I don’t want to trivialize the tragedies that happen when people stumble across Africanized bee nests. Although the bees can be kept and managed by beekeepers, they are much more defensive than the European stock we typically keep in the north. Instead of a few stings from a hive, the Africanized bees may defend with a few hundred stings. Venom overload can kill – about 50 known deaths due to massive stinging have occurred since the bees arrived in the 1950s, but the actual total may be twice that. (Though still short of The Swarm’s 37,000 deaths.)
Regardless the predictions (some of them made by notable bee scientists), Africanized bees did not destroy North American agriculture. Although they’ve been in the USA since 1990, they didn’t reach Washington D.C. by 1995 as many expected. Africanized bees barely spread past Louisiana in 20 years. Some that arrived on cargo ships in Florida years ago haven’t expanded very far nor have they interfered much with normal beekeeping and farming in the sunshine state. Africanized bees roamed around a bit more on the west coast, but millions of out-of-state hives continue to arrive each winter to pollinate the almonds – and they apparently head back to Maine and Montana and elsewhere non-Africanized. In short, the hype was mostly hype.

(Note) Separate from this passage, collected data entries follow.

PR #1332, opened 2023-03-31
Support cross-project breakpoints copy paste

TrySound:
Here added utility to merge pasted breakpoints into existing ones or add new one if breakpoint does not match any.

## Code Review

  - test it on preview

## Before requesting a review

- [ ] made a self-review

## Before merging

- [ ] added tests

### DIFF
--- a/apps/builder/app/shared/copy-paste/plugin-instance.ts
+++ b/apps/builder/app/shared/copy-paste/plugin-instance.ts
@@ -97,12 +97,14 @@ const getTreeData = (targetInstanceSelector: InstanceSelector) => {
     treeStyleSourceIds
   );
 
-  const treeBreapointIds = new Set<Breakpoint["id"]>();
-  const treeStyles = getMapValuesBy(stylesStore.get(), (styleDecl) => {
-    treeBreapointIds.add(styleDecl.breakpointId);
-    return treeStyleSourceIds.has(styleDecl.styleSourceId);
-  });
+  const treeStyles = getMapValuesBy(stylesStore.get(), (styleDecl) =>
+    treeStyleSourceIds.has(styleDecl.styleSourceId)
+  );
 
+  const treeBreapointIds = new Set<Breakpoint["id"]>();
+  for (const styleDecl of treeStyles) {
+    treeBreapointIds.add(styleDecl.breakpointId);
+  }
   const treeBreapoints = getMapValuesByKeysSet(
     breakpointsContainer.get(),
     treeBreapointIds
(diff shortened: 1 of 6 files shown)


apps/builder/app/shared/copy-paste/plugin-instance.ts
```diff
@@ -93,11 +97,19 @@ const getTreeData = (targetInstanceSelector: InstanceSelector) => {
     treeStyleSourceIds
   );
 
-  const treeStyles = getMapValuesBy(stylesStore.get(), (styleDecl) =>
-    treeStyleSourceIds.has(styleDecl.styleSourceId)
+  const treeBreapointIds = new Set<Breakpoint["id"]>();
+  const treeStyles = getMapValuesBy(stylesStore.get(), (styleDecl) => {
+    treeBreapointIds.add(styleDecl.breakpointId);
+    return treeStyleSourceIds.has(styleDecl.styleSourceId);
+  });
```
rpominov, line 104: Seem like we're putting into `treeStyles` only styles that satisfy `treeStyleSourceIds.has()`, but we put into `treeBreapointIds` **all** breakpoints. Is this a bug?

TrySound: It's filter function which iterates whole map. Just didn't want to add the second iteration.

rpominov: Yeah, but does this mean we're copying and merging all breakpoints?

kof: we should def. only copy breakpoints that are used on the copied instances

apps/builder/app/shared/tree-utils.ts
```diff
@@ -493,24 +495,58 @@ export const insertStyleSourceSelectionsCopyMutable = (
...
     const styleDeclCopy = {
       ...styleDecl,
       styleSourceId: newStyleSourceId,
+      breakpointId: newBreakpointId,
     };
     styles.set(getStyleDeclKey(styleDeclCopy), styleDeclCopy);
   }
 };
+
+const areBreakpointsSimilar = (left: Breakpoint, right: Breakpoint) => {
```
kof, line 529: this could be part of the css-engine I think, similar to matchMedia, maybe call it equalMedia()?

kof (approved):

apps/builder/app/shared/copy-paste/plugin-instance.ts
TrySound: You are right. I get what you mean now. Will add test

Meanwhile, in the original homeland of the hybrid bee, Brazil’s Africanized bees didn’t make pre-game chatter even when the announcers were so bored that they resorted to discussing one athlete’s favourite books. The bees were far below international radar. To be fair, when it became apparent that the killer bees would be a no-show, Brazil did manage to conjure up millions of Zika-infested mosquitoes, partly redeeming the reputation of the country’s miscreant insects.